Top of Input

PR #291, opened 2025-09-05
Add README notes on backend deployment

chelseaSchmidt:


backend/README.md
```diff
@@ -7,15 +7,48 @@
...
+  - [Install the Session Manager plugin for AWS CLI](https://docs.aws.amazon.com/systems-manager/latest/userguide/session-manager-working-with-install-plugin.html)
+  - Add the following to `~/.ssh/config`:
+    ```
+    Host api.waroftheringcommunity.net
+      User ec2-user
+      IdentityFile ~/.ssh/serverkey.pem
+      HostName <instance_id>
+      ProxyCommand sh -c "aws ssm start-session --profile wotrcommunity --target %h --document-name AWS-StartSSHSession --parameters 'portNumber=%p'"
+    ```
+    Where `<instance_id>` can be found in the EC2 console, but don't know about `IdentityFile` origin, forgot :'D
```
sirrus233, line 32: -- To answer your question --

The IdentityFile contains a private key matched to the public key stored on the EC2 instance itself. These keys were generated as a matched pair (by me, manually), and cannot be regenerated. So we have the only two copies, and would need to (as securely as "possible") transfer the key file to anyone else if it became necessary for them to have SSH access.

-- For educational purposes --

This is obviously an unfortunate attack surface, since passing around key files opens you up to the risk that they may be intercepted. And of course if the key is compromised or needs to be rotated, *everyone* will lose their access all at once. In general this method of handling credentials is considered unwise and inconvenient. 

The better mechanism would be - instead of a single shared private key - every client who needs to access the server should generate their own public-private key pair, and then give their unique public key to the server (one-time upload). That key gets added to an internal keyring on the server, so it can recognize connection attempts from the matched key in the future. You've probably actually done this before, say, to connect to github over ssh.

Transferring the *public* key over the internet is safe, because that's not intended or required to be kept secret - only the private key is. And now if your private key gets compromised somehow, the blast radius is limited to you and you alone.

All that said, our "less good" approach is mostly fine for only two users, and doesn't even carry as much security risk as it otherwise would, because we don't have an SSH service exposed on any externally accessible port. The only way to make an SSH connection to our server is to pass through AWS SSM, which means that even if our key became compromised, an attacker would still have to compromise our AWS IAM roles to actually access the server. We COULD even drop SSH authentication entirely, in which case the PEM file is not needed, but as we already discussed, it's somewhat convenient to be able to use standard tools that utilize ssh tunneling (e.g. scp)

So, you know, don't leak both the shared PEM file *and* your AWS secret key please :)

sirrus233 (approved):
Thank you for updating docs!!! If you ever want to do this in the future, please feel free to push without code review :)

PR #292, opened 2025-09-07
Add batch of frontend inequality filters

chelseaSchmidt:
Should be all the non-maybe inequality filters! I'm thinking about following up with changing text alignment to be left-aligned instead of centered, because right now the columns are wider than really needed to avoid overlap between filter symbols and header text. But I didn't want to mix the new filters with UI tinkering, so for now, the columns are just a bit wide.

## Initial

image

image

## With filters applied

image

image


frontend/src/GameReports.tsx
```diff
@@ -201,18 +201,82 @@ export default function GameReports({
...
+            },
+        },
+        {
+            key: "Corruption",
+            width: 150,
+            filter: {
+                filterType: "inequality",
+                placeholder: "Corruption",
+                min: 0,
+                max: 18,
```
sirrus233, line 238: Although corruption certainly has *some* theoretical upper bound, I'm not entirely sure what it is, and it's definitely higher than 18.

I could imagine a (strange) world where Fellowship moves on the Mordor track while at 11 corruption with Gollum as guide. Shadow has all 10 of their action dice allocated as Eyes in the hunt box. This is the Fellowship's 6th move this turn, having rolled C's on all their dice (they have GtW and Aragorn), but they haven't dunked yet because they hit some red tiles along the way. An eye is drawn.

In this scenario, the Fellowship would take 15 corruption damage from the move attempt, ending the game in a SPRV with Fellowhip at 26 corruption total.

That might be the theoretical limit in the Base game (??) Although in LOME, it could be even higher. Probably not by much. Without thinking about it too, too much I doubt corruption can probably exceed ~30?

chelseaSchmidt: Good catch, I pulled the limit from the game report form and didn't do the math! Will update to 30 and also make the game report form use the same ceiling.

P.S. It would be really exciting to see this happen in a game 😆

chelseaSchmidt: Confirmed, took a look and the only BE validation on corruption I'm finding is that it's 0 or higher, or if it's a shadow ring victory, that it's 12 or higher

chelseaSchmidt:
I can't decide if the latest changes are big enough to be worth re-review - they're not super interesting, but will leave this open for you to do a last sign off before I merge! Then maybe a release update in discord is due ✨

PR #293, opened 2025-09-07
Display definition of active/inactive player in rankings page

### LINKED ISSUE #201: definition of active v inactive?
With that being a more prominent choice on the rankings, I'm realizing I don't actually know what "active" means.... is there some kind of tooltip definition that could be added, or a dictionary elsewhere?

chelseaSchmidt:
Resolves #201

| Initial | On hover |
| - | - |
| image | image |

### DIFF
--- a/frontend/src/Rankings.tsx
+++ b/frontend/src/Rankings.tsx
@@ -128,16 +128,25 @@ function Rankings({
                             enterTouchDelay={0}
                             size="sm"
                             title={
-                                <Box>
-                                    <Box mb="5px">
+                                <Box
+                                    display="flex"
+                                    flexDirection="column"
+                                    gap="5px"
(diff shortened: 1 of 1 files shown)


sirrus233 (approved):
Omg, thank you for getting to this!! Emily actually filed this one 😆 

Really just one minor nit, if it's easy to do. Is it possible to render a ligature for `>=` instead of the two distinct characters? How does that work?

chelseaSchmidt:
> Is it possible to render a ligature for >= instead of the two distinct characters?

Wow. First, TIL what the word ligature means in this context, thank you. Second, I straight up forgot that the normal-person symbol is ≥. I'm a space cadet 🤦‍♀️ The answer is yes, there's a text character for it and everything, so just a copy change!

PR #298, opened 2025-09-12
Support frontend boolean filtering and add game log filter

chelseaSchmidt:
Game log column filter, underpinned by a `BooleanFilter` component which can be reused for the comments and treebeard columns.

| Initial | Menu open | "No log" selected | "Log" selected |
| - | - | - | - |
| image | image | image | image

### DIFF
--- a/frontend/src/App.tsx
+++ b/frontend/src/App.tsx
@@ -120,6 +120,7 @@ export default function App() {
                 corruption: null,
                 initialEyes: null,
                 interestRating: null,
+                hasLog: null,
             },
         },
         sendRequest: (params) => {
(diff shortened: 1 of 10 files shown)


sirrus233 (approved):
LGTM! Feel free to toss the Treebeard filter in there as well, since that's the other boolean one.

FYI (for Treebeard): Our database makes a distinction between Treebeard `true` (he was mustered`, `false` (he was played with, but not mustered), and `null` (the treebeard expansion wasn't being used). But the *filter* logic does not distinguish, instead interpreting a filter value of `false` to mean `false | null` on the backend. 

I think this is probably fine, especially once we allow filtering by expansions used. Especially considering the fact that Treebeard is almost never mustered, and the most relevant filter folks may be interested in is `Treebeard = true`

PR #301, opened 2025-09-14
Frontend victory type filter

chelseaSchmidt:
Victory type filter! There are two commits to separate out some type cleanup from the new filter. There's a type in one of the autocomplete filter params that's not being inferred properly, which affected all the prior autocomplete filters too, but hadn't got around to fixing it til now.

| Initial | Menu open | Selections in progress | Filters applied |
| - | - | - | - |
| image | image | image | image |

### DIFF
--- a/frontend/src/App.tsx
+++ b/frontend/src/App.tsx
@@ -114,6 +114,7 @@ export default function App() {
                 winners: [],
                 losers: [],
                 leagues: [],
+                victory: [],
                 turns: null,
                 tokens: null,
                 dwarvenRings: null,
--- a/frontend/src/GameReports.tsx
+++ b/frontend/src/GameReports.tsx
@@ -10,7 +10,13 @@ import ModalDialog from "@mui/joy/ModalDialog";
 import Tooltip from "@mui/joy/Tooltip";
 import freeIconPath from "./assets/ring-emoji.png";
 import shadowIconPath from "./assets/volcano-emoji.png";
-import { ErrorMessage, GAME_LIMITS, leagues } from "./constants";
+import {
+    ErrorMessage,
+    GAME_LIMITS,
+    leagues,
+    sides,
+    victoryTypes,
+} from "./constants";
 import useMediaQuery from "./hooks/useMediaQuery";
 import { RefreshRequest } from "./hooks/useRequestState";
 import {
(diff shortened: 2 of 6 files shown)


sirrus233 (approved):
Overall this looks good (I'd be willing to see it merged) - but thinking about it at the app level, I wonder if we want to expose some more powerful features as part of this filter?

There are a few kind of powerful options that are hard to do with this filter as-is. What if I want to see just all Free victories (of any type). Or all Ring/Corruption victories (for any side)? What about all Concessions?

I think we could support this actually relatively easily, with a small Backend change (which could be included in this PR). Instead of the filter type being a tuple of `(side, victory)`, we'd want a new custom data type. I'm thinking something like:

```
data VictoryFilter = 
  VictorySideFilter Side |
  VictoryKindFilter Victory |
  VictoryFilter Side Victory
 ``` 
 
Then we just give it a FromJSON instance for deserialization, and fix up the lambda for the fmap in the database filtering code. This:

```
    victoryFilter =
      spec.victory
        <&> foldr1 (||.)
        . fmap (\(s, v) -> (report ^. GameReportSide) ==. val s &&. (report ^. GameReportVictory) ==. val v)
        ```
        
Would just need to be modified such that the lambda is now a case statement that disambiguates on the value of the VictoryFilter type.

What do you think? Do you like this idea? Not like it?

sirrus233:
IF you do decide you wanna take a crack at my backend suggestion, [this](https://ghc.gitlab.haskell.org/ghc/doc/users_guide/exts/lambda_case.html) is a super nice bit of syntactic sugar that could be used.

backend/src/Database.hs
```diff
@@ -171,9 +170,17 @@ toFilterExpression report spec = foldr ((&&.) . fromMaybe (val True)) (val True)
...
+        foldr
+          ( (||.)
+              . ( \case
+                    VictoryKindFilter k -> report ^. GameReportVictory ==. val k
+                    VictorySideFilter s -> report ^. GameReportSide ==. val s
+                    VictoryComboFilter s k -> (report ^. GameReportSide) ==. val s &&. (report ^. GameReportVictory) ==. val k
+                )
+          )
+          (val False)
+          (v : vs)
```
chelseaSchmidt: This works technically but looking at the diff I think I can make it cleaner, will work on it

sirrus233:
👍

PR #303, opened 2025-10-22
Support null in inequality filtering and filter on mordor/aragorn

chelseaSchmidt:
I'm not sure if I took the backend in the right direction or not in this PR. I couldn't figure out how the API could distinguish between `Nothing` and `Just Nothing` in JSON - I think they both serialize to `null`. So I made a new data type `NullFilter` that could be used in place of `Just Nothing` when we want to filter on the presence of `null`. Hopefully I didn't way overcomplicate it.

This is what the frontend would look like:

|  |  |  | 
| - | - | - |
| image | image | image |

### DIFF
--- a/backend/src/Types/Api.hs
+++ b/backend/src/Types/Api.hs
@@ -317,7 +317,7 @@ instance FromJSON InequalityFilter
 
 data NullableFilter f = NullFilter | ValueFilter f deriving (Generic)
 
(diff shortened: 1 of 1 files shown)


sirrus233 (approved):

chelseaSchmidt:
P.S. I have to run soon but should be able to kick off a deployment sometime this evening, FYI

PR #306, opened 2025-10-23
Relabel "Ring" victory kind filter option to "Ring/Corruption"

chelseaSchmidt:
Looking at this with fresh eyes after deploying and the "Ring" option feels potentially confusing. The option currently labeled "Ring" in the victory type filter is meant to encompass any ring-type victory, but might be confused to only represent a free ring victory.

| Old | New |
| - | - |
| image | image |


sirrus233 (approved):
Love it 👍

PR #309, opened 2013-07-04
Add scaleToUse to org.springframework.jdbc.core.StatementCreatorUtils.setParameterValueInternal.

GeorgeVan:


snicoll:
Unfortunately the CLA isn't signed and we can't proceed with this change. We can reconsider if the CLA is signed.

Bottom of Input

» **Exercise directions**: Extract from the listing above the lines between the line containing "Omg, thank you" and the line containing "for >= instead of the two distinct characters?", keeping both of those lines. Output nothing else.

» **Reply to the exercise**:
Omg, thank you for getting to this!! Emily actually filed this one 😆 

Really just one minor nit, if it's easy to do. Is it possible to render a ligature for `>=` instead of the two distinct characters? How does that work?

chelseaSchmidt:
> Is it possible to render a ligature for >= instead of the two distinct characters?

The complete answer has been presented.